# what are my chances with new fry!?



## INKlusions (Feb 28, 2013)

So the only two jewels I have ended up breeding! Now I have about 100 or more fry, they are in with all the other fish I have in a 100 gallon tank, the jewels are keeping the fry in a corner of the tank and the rest away from them but some are still getting eaten. Can fry and the parents be moved or should I just leave them alone and in the tank there in? This is brand new to me and I had no idea the I had a male and a female.


----------



## lohachata (Jan 27, 2006)

jewels are fierce protectors of their young..they will kill anything that might be a threat.. i had a pair in a 75 gallon tank with only a 12" red devil with them.i went out of town for a couple of days..when i got home the devil was dead...you could put the pair in a 15 or 20 long where they can breed and give you lots of babies that you most likely won't be able to give away...lol


----------



## INKlusions (Feb 28, 2013)

I have 2 more tanks, a 35 and a 20, just don't have a heater or lights, I guess um gonna have to get a heater cause I don't want the jewels killing my other fish.

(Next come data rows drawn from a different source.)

PR #966, opened 2019-07-07
chore: catalog example

TroyTae:
yeeeeeeeeeeeeeeeeeeeeee


TroyTae:
Oh example directory is also test target!
Is there something that I need to do additionally?

examples/catalog/src/Reset.scss
```diff
@@ -0,0 +1,77 @@
+html, body, div, span, applet, object, iframe,
```
moog16: How did you come up with this list? I think you only need `html, body`

examples/catalog/src/Reset.scss
```diff
@@ -0,0 +1,77 @@
...
+table, caption, tbody, tfoot, thead, tr, th, td,
+article, aside, canvas, details, embed,
+figure, figcaption, footer, header, hgroup,
+menu, nav, output, ruby, section, summary,
+time, mark, audio, video {
+  margin: 0;
+  padding: 0;
+  border: 0;
+  font-size: 100%;
+  font: inherit;
```
moog16: Isn't this by default?

examples/catalog/src/Reset.scss
```diff
@@ -0,0 +1,77 @@
...
+footer, header, hgroup, menu, nav, section {
+  display: block;
+}
+body {
+  font-family: Roboto, sans-serif;
+}
+ol, ul {
+  list-style: none;
+}
+blockquote, q {
```
moog16: Do you use blockquotes?

examples/catalog/src/Reset.scss
```diff
@@ -0,0 +1,77 @@
...
+}
+table {
+  border-collapse: collapse;
+  border-spacing: 0;
+}
+a {
+  text-decoration: none;
+}
+select {
+  appearance: none;
```
moog16: Do you actually need this? Shouldn't mdc-web's styles already have this.

examples/catalog/src/Template.html
```diff
@@ -0,0 +1,12 @@
+<html>
```
moog16: Template.html --> can you make the name less generic? It's not descriptive, since everything can be thought of as a "template"

examples/catalog/src/content/button/ButtonExample.tsx
```diff
@@ -0,0 +1,38 @@
...
+        <Button outlined={true}>outlined</Button>
+      </Cell>
+      <Cell>
+        <Button dense={true}>dense</Button>
+      </Cell>
+      <Cell>
+        <Button icon={<MaterialIcon icon={'stars'} />}>icon</Button>
+      </Cell>
+      <Cell>
+        <Button trailingIcon={<MaterialIcon icon={'cached'} />}>
```
moog16: change to `icon='cached'`. Same with stars above.

examples/catalog/src/content/button/ButtonExample.tsx
```diff
@@ -0,0 +1,38 @@
...
+          trailing-icon
+        </Button>
+      </Cell>
+      <Cell>
+        <Button disabled={true}>disabled</Button>
```
moog16: This can just be `<Buttonst disabled>...`

examples/catalog/src/content/button/ButtonExample.tsx
```diff
@@ -0,0 +1,38 @@
...
+import {Cell, Grid, Row} from '@material/react-layout-grid';
+
+export const ButtonExample = () => (
+  <Grid>
+    <Row>
+      <Cell>
+        <Button>default</Button>
+      </Cell>
+      <Cell>
+        <Button raised={true}>raised</Button>
```
moog16: You can remove `={true}` from all of these

examples/catalog/src/content/card/CardExample.scss
```diff
@@ -0,0 +1,4 @@
+:local .container {
```
moog16: what is this :local?

examples/catalog/src/content/checkbox/CheckboxExample.tsx
```diff
@@ -0,0 +1,49 @@
...
+        />
+        <label htmlFor='checkbox2' className={styles.label}>
+          indeterminate
+        </label>
+      </Cell>
+      <Cell className={styles.checkbox}>
+        <Checkbox
+          nativeControlId='checkbox3'
+          className={styles.check}
+          disabled={true}
```
moog16: remove the `true` arg

examples/catalog/src/content/radio/RadioExample.tsx
```diff
@@ -0,0 +1,36 @@
...
+      </Cell>
+      <Cell>
+        <Radio label='Vue' key='vue'>
+          <NativeRadioControl name='framework' value='vue' id='vue' />
+        </Radio>
+      </Cell>
+      <Cell>
+        <Radio label='Disabled' key='disabled'>
+          <NativeRadioControl
+            disabled={true}
```
moog16: disabled

examples/catalog/src/content/select/SelectExample.tsx
```diff
@@ -0,0 +1,108 @@
...
+class DefaultSelect extends React.Component<any> {
+  state = {value: 'TurkishAir'};
+
+  render() {
+    return (
+      <Select
+        {...this.props}
+        label='Choose Airplane'
+        value={this.state.value}
+        onChange={(evt) =>
```
moog16: Can you move this into its own class method. I saw you did this in a few other places. It is more performant to be a class method.

examples/catalog/src/menu/Menu.tsx
```diff
@@ -0,0 +1,53 @@
...
+
+import {MenuContext, UserContext} from '../Context';
+import {Menus} from '../Router';
+
+export const Menu = () => (
+  <MenuContext.Consumer>
+    {({isOpen, setOpen, selectedIndex, setSelectedIndex}) => (
+      <UserContext.Consumer>
+        {({name, account}) => (
+          <Drawer modal open={isOpen} onClose={() => setOpen(false)}>
```
moog16: please move onClose to its own method outside of the Drawer

examples/catalog/tsconfig.json
```diff
@@ -0,0 +1,25 @@
+{
```
moog16: Can you just use the same tsconfig in the root?

examples/catalog/src/App.tsx
```diff
@@ -0,0 +1,87 @@
...
+          isOpen: isOpen,
+          selectedIndex: selectedIndex,
+          setOpen: this.setOpen,
+          setSelectedIndex: this.setSelectedIndex,
+        }}
+      >
+        <UserContext.Provider
+          value={{
+            name: 'Troy Tae',
+            account: 'tjy970721@gmail.com',
```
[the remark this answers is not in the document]
TroyTae: Oops

examples/catalog/src/App.tsx
```diff
@@ -0,0 +1,87 @@
...
+          }}
+        >
+          <Menu />
+          <TopBar />
+          <Content />
+          <Snackbar
+            timeoutMs={10000}
+            message='You became a frogrammer!'
```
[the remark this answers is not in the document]
TroyTae: I heard it from my friend it's a joke for programmer haha
But it looks not good meaning
I'll change it :)

examples/catalog/src/Reset.scss
TroyTae: Yes some browser is not default this value

examples/catalog/src/Reset.scss
TroyTae: I follow this guide from Eric Meyer's reset.css
Of course I don't use all of tag.
But I didn't touch it because it looks like a library file.

examples/catalog/src/Reset.scss
TroyTae: image
After removing this line.
Native Select appears strange 😢

examples/catalog/src/content/card/CardExample.scss
TroyTae: This keyword generate random className!

TroyTae:
@TroyTae 
It's better to exclude `examples` directory in tsconfig 😅

examples/catalog/src/App.tsx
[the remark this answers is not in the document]
moog16: what is the meaning? I might just live under a rock

examples/catalog/src/Reset.scss
moog16: hmm - seems like an mdc web bug. HOWEVER I think we're in the process of removing native select. We can ignore it for now.

examples/catalog/src/content/card/CardExample.scss
moog16: This is a sass function?

examples/catalog/tsconfig.json
moog16: I was thinking you could remove this file and reference the one in root.

examples/catalog/src/App.tsx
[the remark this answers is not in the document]
TroyTae: http://www.danielsen.com/jokes/frog.txt :)

examples/catalog/src/content/card/CardExample.scss
TroyTae: 👍

examples/catalog/.gitignore
```diff
@@ -0,0 +1,71 @@
...
+
+# Recycle Bin used on file shares
+$RECYCLE.BIN/
+
+# Windows Installer files
+*.cab
+*.msi
+*.msix
+*.msm
+*.msp
```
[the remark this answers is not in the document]
TroyTae: I generate this file in here: https://gitignore.io/
And I write custom ignore list at the bottom.
I cannot sure which is better...
Maybe you want to maintain small for readability, right?

examples/README.md
```diff
@@ -5,3 +5,4 @@ A collection of small apps or pages using MDC React components.
 Example | Link
 --- | ---
 Roses | [./roses](./roses)
+Catalog | [./catalog](./catalog)
```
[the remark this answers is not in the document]
TroyTae: > * I need to download/clone the repo then run `npm start` to see the catalog, but since the package.json deps needs to be bumped manually on each release (instead of referencing the packages in their respective paths since this is a monorepo) I might be looking at other components than the ones in the repo I just downloaded/cloned.
>   
>   * There would be more use for developers on this repo if it referenced the packages in this repo, so they can see how their changes look (I'd love that!)

It's a good idea!
But there is one worried thing.
If we referenced package.json of root directory, this example isn't always stable.
For example, now `Roses` example used version "^0.5.x".
Maybe this example isn't working with latest version.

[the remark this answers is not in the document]
TroyTae: >   * If I run `npm build`, what am I expected to do with the output?
>     
>     * Could this be put online somehow? I guess this is a question to the maintainers and is a much bigger endeavor.

I exported `index.html`/`main.[hash].js`/`[some static files]` in `dist` directory.
Of course you can serve this files in web server.
Just copy this directory and serve html file.
But now I'm not configured about routing system.
I'll make a next.js example as soon as possible.
That example makes more clear about deploy!

examples/catalog/tsconfig.json
TroyTae: Then I'll extends tsconifg.json and overwrite some properties.
Because I don't want to include some properties 😅

moog16: sounds good!

examples/README.md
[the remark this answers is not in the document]
moog16: Yeah agreed - it could be out of date like Roses. We haven't had the resources to focus on the examples. I think having each example as a smaller sub project makes sense since it requires minimal maintenance down the road.

examples/catalog/src/content/card/CardExample.scss
moog16: Gotcha - I've used that before but not in production. Great feature!

examples/catalog/src/menu/Menu.tsx
moog16: @TroyTae did you have a reason for not wanting to do this?

examples/catalog/src/App.tsx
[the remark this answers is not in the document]
moog16: @TroyTae can you please change it to something else :)

examples/catalog/src/Reset.scss
moog16: I agree @seriema...the user(developer using mdc) shouldn't have to do this to a component. But since we're deprecating the native select. I don't think we'll have time to get to it.

examples/README.md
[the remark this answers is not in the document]
moog16: I think publishing it is fairly easy, but it requires maintenance that I don't think the team can take on. I think this is actually a common pattern (having to clone/download the repo and running `npm run start`).

examples/catalog/src/menu/Menu.tsx
TroyTae: Oh where is my comment?
I replied like this:
```
Can you tell me what is the benefit when we split this method to outside?
I written like this because I want to leave it as expression.
To split method, we need to make it a statement.
```

examples/catalog/src/App.tsx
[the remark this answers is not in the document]
TroyTae: I already change it to programmer!

examples/catalog/src/Reset.scss
TroyTae: Then I'll delete this line and remove Native Select.

examples/catalog/src/menu/Menu.tsx
moog16: Oh weird we lost that comment.

So if you keep it as an inline function like that, it will rerender every time. If you move it to a named function outside of the render method, it will not rerender because of the method.

examples/catalog/src/top-bar/TopBar.tsx
```diff
@@ -0,0 +1,44 @@
...
+  <MenuContext.Consumer>
+    {({setOpen}) => (
+      <TopAppBar>
+        <TopAppBarRow>
+          <TopAppBarSection align='start'>
+            <TopAppBarIcon navIcon tabIndex={0}>
+              <MaterialIcon
+                hasRipple
+                icon='menu'
+                onClick={() => setOpen(true)}
```
moog16: move this out to its own function as well.

examples/catalog/webpack.config.js
```diff
@@ -0,0 +1,71 @@
+const {CleanWebpackPlugin} = require('clean-webpack-plugin');
+const HtmlWebpackPlugin = require('html-webpack-plugin');
+const MiniCssExtractPlugin = require('mini-css-extract-plugin');
+const Path = require('path');
```
moog16: can you make this lowercase `path` - I'm just used to it that way.

moog16:
Getting an error when i run:

```
rm -rf node_modules
npm i
npm start
```

```ERROR in /usr/local/google/home/mattgoo/Documents/material-components-web-react/examples/catalog/tsconfig.json
[tsl] ERROR
      TS18003: No inputs were found in config file 'tsconfig.json'. Specified 'include' paths were '["**/*"]' and 'exclude' paths were '["../../node_modules","../../examples","../../build"]'.

ERROR in ./src/App.tsx
Module build failed (from ./node_modules/ts-loader/index.js):
Error: error while parsing tsconfig.json
```

examples/catalog/src/menu/Menu.tsx
TroyTae: > If you move it to a named function outside of the render method, it will not rerender because of the method.

Can you explain to me about this mean?
I knew that React's Virtual Dom will detect what has changed and reflect only changed part.

TroyTae:
@moog16 
I fixed it!

examples/catalog/src/top-bar/TopBar.tsx
TroyTae: This is also same issue with above, right?

examples/catalog/src/menu/Menu.tsx
moog16: It detects an anonymous function as a new function each render. So it should instead be like this:

```
const myFunc = () => {
  // do something
}

...


render() {
  return (
    <MyComp onSomething={myFunc} />
  );
}
```

examples/catalog/src/top-bar/TopBar.tsx
moog16: correct

examples/catalog/src/menu/Menu.tsx
TroyTae: Ah I see, I'm working on it!

examples/catalog/src/top-bar/TopBar.tsx
TroyTae: I fixed it!

examples/catalog/src/menu/Menu.tsx
```diff
@@ -20,33 +20,35 @@ export const Menu = () => (
...
-            </DrawerHeader>
-
-            <DrawerContent>
-              <List singleSelection selectedIndex={selectedIndex}>
-                {Menus.map((menu, index) => (
-                  <ListItem
-                    key={index}
-                    onClick={() => {
+        {({name, account}) => {
+          const close = () => setOpen(false);
```
moog16: This actually has to be out of the scope of the JSX and render method.

examples/catalog/src/top-bar/TopBar.tsx
```diff
@@ -15,30 +15,29 @@ const styles = require('./TopBar.scss');
...
-            <TopAppBarTitle className={styles.title}>
-              Material Components React
-            </TopAppBarTitle>
-          </TopAppBarSection>
-          <TopAppBarSection align='end'>
-            <a rel='noopener noreferrer' target='_blank' href={Repository}>
-              <TopAppBarIcon actionItem tabIndex={0}>
-                <MaterialIcon aria-label='code' hasRipple icon='code' />
+    {({setOpen}) => {
+      const click = () => setOpen(true);
```
moog16: same here :)

examples/catalog/src/menu/Menu.tsx
TroyTae: But this function used `setOpen`.
And `setOpen` is in the `Context`.
If I move it to out of scope, this method isn't work.

examples/catalog/src/menu/Menu.tsx
moog16: ah gotcha...hmm I guess we can ignore this one for now

examples/catalog/src/content/Content.tsx
```diff
@@ -0,0 +1,15 @@
...
+import {TopAppBarFixedAdjust} from '@material/react-top-app-bar';
+
+import {MenuContext} from '../Context';
+import {Menus} from '../Router';
+
+export const Content = () => (
+  <MenuContext.Consumer>
+    {({selectedIndex}) => (
+      <TopAppBarFixedAdjust>
+        {React.createElement(Menus[selectedIndex].component)}
```
moog16: This seems like an antipattern. Sorry I didn't pick this up before. What is going on here. Is this the recommended usage?

examples/catalog/src/content/chips/ChipsExample.tsx
```diff
@@ -0,0 +1,101 @@
...
+  state = {
+    selectedChipIds: ['choice2'],
+  };
+
+  render() {
+    return (
+      <ChipSet
+        choice
+        selectedChipIds={this.state.selectedChipIds}
+        handleSelect={(selectedChipIds) => this.setState({selectedChipIds})}
```
moog16: Move this handleSelect out into its own method.

examples/catalog/src/content/chips/ChipsExample.tsx
```diff
@@ -0,0 +1,101 @@
...
+  state = {
+    selectedChipIds: ['filter1', 'filter2'],
+  };
+
+  render() {
+    return (
+      <ChipSet
+        filter
+        selectedChipIds={this.state.selectedChipIds}
+        handleSelect={(selectedChipIds) => this.setState({selectedChipIds})}
```
moog16: Move this handleSelect out into its own method.

examples/catalog/src/content/chips/ChipsExample.tsx
```diff
@@ -0,0 +1,101 @@
...
+  };
+
+  render() {
+    return (
+      <div>
+        <label>
+          <input type='text' onKeyDown={this.handleKeyDown} />
+          <span>type & enter & add</span>
+        </label>
+        <ChipSet input updateChips={(chips) => this.setState({chips})}>
```
moog16: Move this updateChips out into its own method.

examples/catalog/src/content/Content.tsx
TroyTae: I don't know this is a recommendation.
But I know that JSX is compiled like this.
```
<MyComponent></MyComponent> => React.createElement(MyComponent, someProps)
```
And this is the doc. (https://reactjs.org/docs/react-without-jsx.html)

TroyTae:
@moog16 
I checked all of files.
And it looks inline function is only in ChipsExample.
Thank you!

examples/catalog/src/content/Content.tsx
moog16: Ok fair enough! :)

moog16:
Looks good!

PR #977, opened 2019-07-22
fix(list): Remove selected & activated from prop spread

liamcmitchell-sc:
`selected` and `activated` are boolean props that toggle class names. They shouldn't be passed down with prop spread. In the case of `activated`, this triggers a React console message.

There are no tests because I didn't see any other tests checking that other props are not rendered.


liamcmitchell-sc:
This react attr warning will show up in unit tests when using `mount` but not `shallow`.

These issues could be caught by using mount instead of shallow and throwing on console error to fail test.

PR #991, opened 2019-08-06
fix(list): meta doesn't work with some element

ZeJ0hn:
Trailing with meta doesn't work with some Element. 
For exemple, if I try to create a a list with some radiobutton (on the right) with this code :
```
<ListItem key={index}>
  <ListItemText primaryText={item} />
  <ListItemMeta meta={<Radio>
    <NativeRadioControl
      name={item}
      {...}
    />
  </Radio>} />
</ListItem>
```
The css class **mdc-list-item__meta** is not present in the source code, so the element is not placed on right.


ZeJ0hn:
@moog16 Hello, 

How can I trigger a rebuild ? I'm not sure that my change makes a build error.

Thank you for your help,

Regards

Issue #933, opened 2019-06-14
feat(snackbar): include dismiss icon and missing foundation method handleActionIconClick


mgr34:
currently the snackbar is missing the ability to add an optional dismiss icon and the related foundation method `handleActionIconClick`. 

>**Dismiss Icon**
Snackbars are intended to dismiss on their own after a few seconds, but a dedicated dismiss icon may be optionally included as well for accessibility purposes. ([[0](https://github.com/material-components/material-components-web/tree/master/packages/mdc-snackbar#dismiss-icon)]

---

I will be moving next week and largely unavailable, but if this is still open I'll try to have something for either 0.14.0/0.15.0 (in case the roadmap is ever updated ;)

moog16:
Great sounds good! Thanks for opening this issue. I think it will probably be waiting for you when you get back. Good luck on your move!

krishnaxv:
Hey! Any plan for this feature in the upcoming release?

mgr34:
@krishnaxv I  do not currently have time to prioritize this at the moment. If someone else would like to implement this feature that would be great! Otherwise, I will try to come back to this when time allows.

emri99:
Hello, I have submitted a pull request adding the dismiss button.
Unfortunately I'm unable to regenerate screenshots to make travis get green, if any one can help me to figure out what I'm doing wrong, this will be highly appreciated.
I post more infos on #react discord channel (tell me if you want me to explain this here)
Thanks

emri99:
Hey, @mgr34 @moog16, could you please point me the direction to achieve this PR ?
Thanks ;)

mgr34:
hey @emri99, I opened the issue and have submitted PR's to this great project in the past, but I am not involved in this project otherwise. @moog16 has been responsive in the past, but I see the project hasn't had much activity lately. Perhaps hop on the discord and see whats happening? Your PR has sat for awhile.

Sorry I couldn't be of more help!

emri99:
I did post a more detailed explanation on the discord channel a week ago, but I didn't get any response about this problem until now. I was on my way to bump subject before trying to get help here ;)
Thanks for your quick response anyway ;)

PR #999, opened 2019-09-16
feat(snackbar): Add dismiss button

emri99:
* Add property `dismissible` (default false) to avoid BC
* Update related test
* Update related screenshot

Related issue: #933


emri99:
@googlebot I signed it!

PR #1782, opened 2023-07-19
fix(scripts): execa command for git commits

shortcuts:
## 🧭 What and Why

🎟 JIRA Ticket: -

### Changes included:

The spread logic is failing https://github.com/algolia/api-clients-automation/actions/runs/5598140574/jobs/10237573027, this is because the `execaCommand` doesn't seem to support multiline arguments, however the `execa` one does.

### DIFF
--- a/scripts/common.ts
+++ b/scripts/common.ts
@@ -2,7 +2,7 @@ import fsp from 'fs/promises';
 import path from 'path';
 
 import { Octokit } from '@octokit/rest';
-import { execaCommand } from 'execa';
+import { execaCommand, execa } from 'execa';
 import type { ExecaError } from 'execa';
 import { hashElement } from 'folder-hash';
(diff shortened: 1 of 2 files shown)


scripts/common.ts
```diff
@@ -154,7 +154,7 @@ export async function gitCommit({
     ? `${message}\n\n\n${coAuthors.join('\n')}`
     : message;
 
-  await execaCommand(`git commit -m "${messageWithCoAuthors}"`, { cwd });
+  await execa('git', ['commit', '-m', messageWithCoAuthors], { cwd });
```
millotp, line 157: can't you use the `run` util ?

shortcuts: it uses execaCommand too

millotp (dismissed):

millotp (approved):

PR #1784, opened 2023-07-19
fix(scripts): prevent branch exists error

shortcuts:
## 🧭 What and Why

🎟 JIRA Ticket: -

### Changes included:

release can fail if the branch already exists, we now force and reset the branch if it's the case.


Fluf22 (approved):
You find that's not useful to have this protection?

shortcuts:
> You find that's not useful to have this protection?

there's already some validation steps for the release to happen, and we already force delete the remote branch, so I believe that's a miss to not do it for local ones

millotp (approved):
nice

If I set up another tank for them how risky is it to move the fry?


----------



## lohachata (Jan 27, 2006)

hard to tell if you plan on putting them with the parents.they might get eaten.but you could put them in a small tank for a while and them put them in the 30 for grow out.


----------



## INKlusions (Feb 28, 2013)

OK cool! Thanks!! I really didn't plan on breeding but looks like im gonna have babies every month or so, so I guess I'm gonna have to set up another tank


----------